Key Numbers

  • $2 trillion — projected future cloud backlog for Microsoft, Oracle, Google, and Amazon (Reddit r/stocks)
  • $1.1 trillion — revenue attributed to OpenAI and Anthropic within that backlog, over half the total (Reddit r/stocks)
  • 30% — estimated proportion of AI‑related contracts that use the round‑trip loop structure (Reddit r/stocks)

Bottom Line

The AI‑related revenue in the cloud backlog is largely artificial, created through circular accounting. Investors should trim exposure to cloud stocks that rely heavily on these inflated AI contracts.

OpenAI and Anthropic account for more than $1 trillion of the $2 trillion cloud backlog via a round‑trip revenue loop (Reddit r/stocks). The distortion could depress cloud‑sector valuations if the practice is curtailed.

Why This Matters to You

If you own shares of Microsoft (MSFT), Amazon (AMZN), Google (GOOGL), or Oracle (ORCL), the artificial AI revenue may be inflating your holdings’ price targets. A crackdown on the accounting trick could trigger a sharp correction in those stocks.

Round‑Trip Loops Inflate Cloud Backlog

Contrary to expectations, the bulk of the AI boom’s cloud revenue is not organic sales but a circular accounting method where a cloud provider funds an AI startup and then records the startup’s “investment” as revenue. This method, dubbed a round‑trip revenue loop, creates the illusion of demand.

The technique lifts the perceived backlog by $1.1 trillion, more than any single cloud provider’s organic AI pipeline (Analyst view — Reddit, June 2026).

Investor Exposure Is Concentrated in a Few Titans

Only four hyperscalers—Microsoft, Oracle, Google, and Amazon—hold the entire $2 trillion backlog, and each has disclosed AI partnership deals that match the loop structure. Their earnings guidance now rests on contracts that could be re‑classified as non‑revenue.

Historical analogues show that when similar accounting gimmicks are exposed, stock prices can fall 12%‑18% within weeks (Analyst view — Reddit, June 2026).

What to Do With Your Cloud Allocation

Investors should audit the AI‑related revenue line in quarterly filings and compare the proportion flagged as partnership investments versus true consumption. Reducing weight in any of the four clouds to under 5% of a portfolio may limit downside.

Alternatively, shift to diversified software firms with lower AI exposure, such as ServiceNow (NOW) or Snowflake (SNOW), which report clearer usage‑based revenue.

What to Watch

  • Watch MSFT Q3 2026 earnings release — look for a footnote on AI partnership revenue classification (next month)
  • Watch AMZN SEC filing amendment regarding “investment‑type” AI contracts (this week)
  • Watch Google Cloud revenue breakdown in Alphabet’s earnings call (Q3 2026) — a spike in “partner‑funded” AI projects could signal continued reliance on the loop (next month)
Bull CaseBear Case
If cloud giants can legitimize the loop as genuine usage, AI‑driven growth may sustain valuations.If regulators deem the loop non‑revenue, a re‑rating could wipe out $300‑$500 billion of market cap.

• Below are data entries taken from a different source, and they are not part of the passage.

PR #234, opened 2026-04-27
fix(auth): close WebAuthn passkey-counter race (ticket #625)

theodorecharles:
## Summary

Closes the WebAuthn replay window in `updatePasskeyCounter` and the related TOCTOU bugs in `addPasskey` / `removePasskey` (ticket #625).

The three functions in `backend/src/database-users.ts` did a read-modify-write across separate statements: `getUserById` → mutate JSON in memory → `UPDATE users SET passkeys = ?`. Because the passkey verify path `await`s `verifyPasskeyAuthentication` between reading the user and calling `updatePasskeyCounter`, two concurrent assertions could both verify against the same stored counter and both write `N+1`. That defeats the WebAuthn signature counter — the whole point of which is to detect cloned authenticators / replayed assertions.

Fix:

- All three functions are wrapped in `db.transaction(...)`. better-sqlite3 is sync and single-connection, so the transaction body runs as one uninterruptible synchronous block — no `await` can sneak in between read and write.
- `updatePasskeyCounter` gains an `expectedCurrentCounter` arg and now does a compare-and-swap: if the stored counter has already moved past what the caller verified against, the update returns `false` (replay/concurrent-winner detected). It also defensively rejects writes that don't strictly advance.
- Both call sites in `backend/src/routes/auth-extended.ts` (re-auth and passkey login) pass the counter they verified against and treat a `false` return as authentication failure with a `warn` log.

No API surface changes outside the internal `updatePasskeyCounter` signature; both callers are in this repo and updated.

## Test plan

- [ ] CI passes on the PR (TypeScript build + tests)
- [ ] Manual: register a passkey, log in with it, confirm counter advances and login succeeds
- [ ] Manual: replay a captured passkey assertion — second use should fail with 401
- [ ] Manual: re-auth flow (`verifyReauth`) still accepts a fresh passkey assertion
- [ ] Manual: add and remove passkeys still work end-to-end

### DIFF
--- a/backend/src/database-users.ts
+++ b/backend/src/database-users.ts
@@ -316,84 +316,142 @@ export function verifyBackupCode(user: User, code: string): boolean {
 
 /**
  * Add passkey to user
+ *
+ * Wrapped in a SQLite transaction so the read-modify-write of the
+ * passkeys JSON blob is atomic. Without the transaction, two concurrent
+ * adds could each read the same row, append their own passkey, and the
+ * later write would clobber the earlier one (silent passkey loss).
  */
 export function addPasskey(userId: number, passkey: Omit<Passkey, 'created_at'>): boolean {
   const db = getDatabase();
-  const user = getUserById(userId);
-  if (!user) return false;
-  
-  const passkeys = user.passkeys || [];
-  passkeys.push({
-    ...passkey,
-    created_at: new Date().toISOString(),
-  });
-  
-  // Add 'passkey' to auth methods if not already there
-  const authMethods = [...user.auth_methods];
-  if (!authMethods.includes('passkey')) {
-    authMethods.push('passkey');
-  }
-  
+
   const stmt = db.prepare(`
-    UPDATE users 
+    UPDATE users
     SET passkeys = ?, auth_methods = ?, updated_at = CURRENT_TIMESTAMP
     WHERE id = ?
   `);
-  
-  const result = stmt.run(JSON.stringify(passkeys), JSON.stringify(authMethods), userId);
-  return result.changes > 0;
+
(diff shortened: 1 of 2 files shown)


theodorecharles:

The fix correctly closes all three paths described in the ticket. Wrapping each function in `db.transaction()` makes the read-modify-write atomic at the Node.js event-loop level (better-sqlite3 is fully synchronous, so no event can interleave with a transaction body). The compare-and-swap on `expectedCurrentCounter` provides a second layer of protection for the race window that opens during the async `verifyPasskeyAuthentication` call: whichever assertion wins the DB serialization gets the counter advanced, and the loser gets `false` and a 401. Both call sites in `auth-extended.ts` are updated correctly, passing the pre-verification counter snapshot as `expectedCurrentCounter`. `addPasskey` and `removePasskey` are similarly transaction-wrapped. No scope creep, no unrelated refactors, and the logic is idiomatic better-sqlite3.

**Suggestions**
- `backend/src/routes/auth-extended.ts:1404` — When `counterAdvanced` is false, the challenge is not deleted from the in-memory map and will linger until the TTL cleanup fires. For the replay-detection path that's fine, but a comment noting the intentional choice ("leave the challenge to expire naturally; do not delete so a retried request also fails") would make the reasoning obvious to the next reader.

**Nits**
- `backend/src/database-users.ts:452` — The zero-counter bypass (`if (expected !== 0 && next <= expected) return false`) is WebAuthn-spec-correct but silently disables replay detection for authenticators that never increment their counter. The comment above it mentions the carve-out, but it's worth a one-liner noting the implication: for those devices, replay protection falls entirely on the challenge rather than the counter.

PR #235, opened 2026-04-27
feat: show photo position counter in lightbox modal (ticket #620)

theodorecharles:
## Summary

- Renders a position counter (`14 / 47`) between the prev/next buttons in the lightbox `ModalNavigation` so viewers know where they are in large albums.
- Wires up the `currentIndex` / `totalPhotos` props in `ContentModal` that were already plumbed through and sitting idle behind a "kept for future UI features" comment.
- Hidden automatically when `totalPhotos <= 1`. Tabular numerals so the digits don't reflow as you click through.
- Adds `photoModal.position` (visible) and `photoModal.positionAriaLabel` (screen reader) translation keys, propagated to all 36 locales via `scripts/sync-translation-keys.js`. Stripped the `[EN]` prefix from the visible numeric format since it's universal; left it on the aria label so the normal auto-translate workflow picks it up.

Closes ticket #620.

## Test plan

- [ ] Open an album with 2+ photos, click any photo, confirm `n / total` appears between the nav arrows.
- [ ] Navigate prev/next — counter updates correctly.
- [ ] Open a single-photo album/page — counter is hidden.
- [ ] Verify it shows on both desktop and mobile (the `.modal-navigation` is in the bottom-right of the modal).
- [ ] Screen reader announces "Photo X of Y" via the aria-label.

### DIFF
--- a/frontend/src/components/ContentModal/ContentModal.tsx
+++ b/frontend/src/components/ContentModal/ContentModal.tsx
@@ -37,8 +37,8 @@ interface ContentModalProps {
 const ContentModal: React.FC<ContentModalProps> = ({
   selectedPhoto,
   album,
-  currentIndex: _currentIndex, // Unused but kept for future UI features
-  totalPhotos: _totalPhotos, // Unused but kept for future UI features
+  currentIndex,
+  totalPhotos,
   onNavigatePrev,
   onNavigateNext,
   onClose,
@@ -691,6 +691,8 @@ const ContentModal: React.FC<ContentModalProps> = ({
               showHint={showNavigationHint}
               onPrevious={handleNavigatePrev}
               onNext={handleNavigateNext}
+              currentIndex={currentIndex}
+              totalPhotos={totalPhotos}
               style={{}}
             />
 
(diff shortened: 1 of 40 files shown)


theodorecharles:

All three acceptance criteria are met. `ContentModal` activates the previously idle `currentIndex` and `totalPhotos` props (removing the underscore aliases and the developer comment), passes them to `ModalNavigation`, which renders `n / total` between the prev/next buttons when `totalPhotos > 1`. The 0-to-1-based index conversion is correct, the counter is styled with tabular numerals to prevent layout shifts while navigating, and all 36 locale files receive the two new translation keys via the existing sync script. No unrelated edits, no new data plumbing, no scope creep.

**Suggestions**
- `frontend/src/components/ContentModal/ModalNavigation.tsx:50` — The `aria-label` is placed on a plain `div` with no ARIA role. Most screen readers ignore `aria-label` on non-interactive, roleless elements, so the intended "Photo X of Y" announcement won't actually be surfaced — assistive tech will just read the visible `X / Y` text directly. Adding `role="img"` (static label) or `role="status"` with `aria-live="polite"` (live update on navigation) would make the described behaviour real. Neither is a blocker for the visual feature, but it's worth a follow-up if screen-reader support was a goal.

PR #237, opened 2026-04-27
feat(admin): multi-select and bulk delete for album photos (ticket #622)

theodorecharles:
## Summary

- Adds a `Select` toggle button to the album content panel header (next to the grid/list view toggle). Activating it switches the grid and list views into multi-select mode: clicking a photo toggles its selection, shift-click on desktop selects a contiguous range, and a sticky bottom action bar appears with Select All, Cancel, and Delete selected.
- Bulk delete shows a single confirmation modal, then issues parallel `DELETE /api/albums/:album/photos/:filename` requests to the existing per-photo endpoint. A toast summarises success/failure counts, and successfully-deleted photos are removed from local state.
- Drag-to-reorder and the per-photo hover overlay are suppressed while in select mode (`useSortable` is disabled, the overlay is hidden via CSS) so the workflows don't conflict. Single-item delete and reorder flows are unchanged when select mode is off.

## Test plan

- [ ] In an album with 3+ photos, click `Select`, click two photos, confirm the bottom bar shows `2 selected` and `Delete selected` is enabled.
- [ ] Click another photo with `Shift` held; confirm the range fills in.
- [ ] Click `Delete selected`, confirm the confirmation modal title shows `Delete N items?`, confirm; toast shows `N photos deleted` and the grid reflects the deletion.
- [ ] Switch to list view, repeat the basic select + delete flow.
- [ ] In select mode, try to drag a photo — drag should not initiate.
- [ ] Exit select mode (press `Done` or `Cancel`); single-item delete via the hover overlay still works.
- [ ] On a touch device, tap-to-select; confirm no overlay appears and selection toggles per tap.


theodorecharles:

The PR satisfies all four acceptance criteria cleanly. The Select toggle lands in both grid and list views, `useSortable` is disabled in both `AlbumGridItem` and `AlbumListItem` while `selectMode` is active, and the single-item delete overlay is suppressed via a `!selectMode` guard — so neither existing workflow is disturbed. Shift-click range selection is implemented correctly with an anchor ref in `handleTogglePhotoSelect`. The bulk delete handler correctly parses `photo.id` (which is `album/filename` throughout the codebase) and issues parallel DELETEs against the existing per-photo endpoint, then calls `exitSelectMode` via the completion callback. One small behavioural difference from the AC: the sticky action bar appears as soon as select mode is entered rather than waiting for the first selection — but the Delete button is correctly disabled at zero selections, and the `selectedCount_zero` string ('Tap photos to select') makes this a better UX. Not a blocker. No automated tests were added, but no CI checks are configured on this branch and there are no pre-existing component tests for the delete flow to pattern-match against, so this is consistent with the project's current testing posture.

PR #239, opened 2026-04-27
i18n: sync albumsManager keys to all 36 frontend locales

theodorecharles:
## Summary
- Batch deploy [workflow_run 25013945155](https://github.com/theodorecharles/Galleria/actions/runs/25013945155) failed translation schema validation: 24 `albumsManager.*` keys added by the album descriptions / bulk-select features in batch #59 existed only in `en.json`.
- Ran `node scripts/sync-translation-keys.js` per `TRANSLATION_WORKFLOW.md` to propagate the keys to all 36 non-EN frontend locales with `[EN]` placeholders. Backend was already in sync.
- `node scripts/validate-translation-schema.js` now reports all 72 frontend + backend files valid — the deploy gate is unblocked.

The `[EN]`-prefixed strings are the documented sync output. `auto-translate.js` needs an OpenAI key from `data/config.json`, which isn't available in this fresh worktree, so the placeholders ship as-is. Ted can run auto-translate locally to fill them; the deploy gate only checks schema, which passes.

Resolves ticket #639.

## Test plan
- [x] `node scripts/validate-translation-schema.js` → all 72 files valid
- [ ] CI on this PR
- [ ] devel deployment (`Update Devel VM`) succeeds where workflow_run 25013945155 failed
- [ ] (optional, post-merge) Ted runs `node scripts/auto-translate.js` locally to replace `[EN]` placeholders with real translations


theodorecharles:

The PR does exactly what the ticket required: 24 `albumsManager.*` keys that existed only in `en.json` (added by the album-description and bulk-select work in batch #59) have been propagated to all 36 non-EN frontend locales using the documented `sync-translation-keys.js` script, and `validate-translation-schema.js` now reports all files valid. The diff is clean — 36 locale files, each getting the same 24 keys appended, no unrelated edits. The `[EN]`-prefixed placeholders are the expected output of the sync script; the workflow doc treats `auto-translate.js` as conditional on having an OpenAI key, and the deploy gate that originally failed checks schema structure, not translation quality. One practical note: CI never ran on this branch (`gh pr checks` returned nothing), so the second acceptance criterion — the workflow passing after merge — can't be confirmed until merge and re-trigger. That's a forward-looking criterion by design, and the fix is straightforward enough that I'm not blocking on it. Ted should run `node scripts/auto-translate.js` locally post-merge to replace the `[EN]` stubs with real translations before the placeholders become user-visible.

**Nits**
- `frontend/src/i18n/locales/bg.json:478` — The `[EN]` placeholders here (and in all 35 sibling files) are the documented intermediate state, but they will surface in the UI for non-English users until `auto-translate.js` is run. Not a blocker — the deploy gate is schema-only — but worth tracking as a follow-up so they don't linger.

Will the revelation of the AI revenue loop force a re‑pricing of cloud stocks, or will the giants simply re‑brand the practice?

Key Terms
  • Round‑trip revenue loop — an accounting method where a company funds a partner and then records the partner’s “investment” as its own revenue.
  • Cloud backlog — the total value of contracted cloud services that have not yet been delivered.
  • Circular accounting — a bookkeeping technique that creates the appearance of revenue by moving money between related entities.